Pero resulta que si ocurre un accidente (un fuego por ejemplo) o un desastre natural, el seguro de propiedad puede indemnizar por la pérdida de esas pertenencias, ya sea por el máximo de la cobertura que se ha adquirido o según la cobertura adicional que se tenga.

El detalle está en que si se tiene una lista de todas las pertenencias duraderas puede, en caso de necesitarse, hacer un reclamo más realista y obtenerse una cobertura adicional más ajustada a su caso particular.

Cierto que nadie puede reponer el valor sentimental de perder el vestido de novia o las fotos de la familia, pero si —por ejemplo— se pierden los contenidos del armario, se puede recibir una compensación económica que permita reponer el vestuario de trabajo y no tener que hacerle frente a ese tremendo gasto.

Se puede comenzar haciendo listas de las pertenencias en papel y organizando la información de la siguiente manera:

Recorrer cada habitación de la casa, cocina, baños, sala, garaje, cobertizo de herramientas del patio, el patio… y por cada área se hace una lista particular. Buscar en los archivos recibos que respalden esas compras.
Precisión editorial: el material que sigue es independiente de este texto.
PR #12, opened 2017-06-21
make micro mode window load remote video

han-gyeol:
WIP. Don't merge!


config.js
```diff
@@ -2,7 +2,7 @@ module.exports = {
     /**
      * The URL of the Jitsi Meet deployment that will be used.
      */
-    jitsiMeetURL: "https://meet.jit.si/",
+    jitsiMeetURL: "https://meet.jit.si/testurl",
```
bbaldino: probably didn't mean to commit this?

main.js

Es bueno adquirir la costumbre de guardar al menos los recibos de las compras mayores, como mobiliario, aparatos electrónicos o artículos costosos (joyas, cuadros, computadoras, etc.). También puede acudirse a los estados de cuenta de tarjetas de crédito que probablemente resuman las compras, al menos por tienda, si es que se recuerda dónde se compraron las cosas.

Aunque no se pueda hacer un inventario muy profundo, es mejor que se tenga una idea aproximada de lo que se posee, antes que no tener nada en concreto.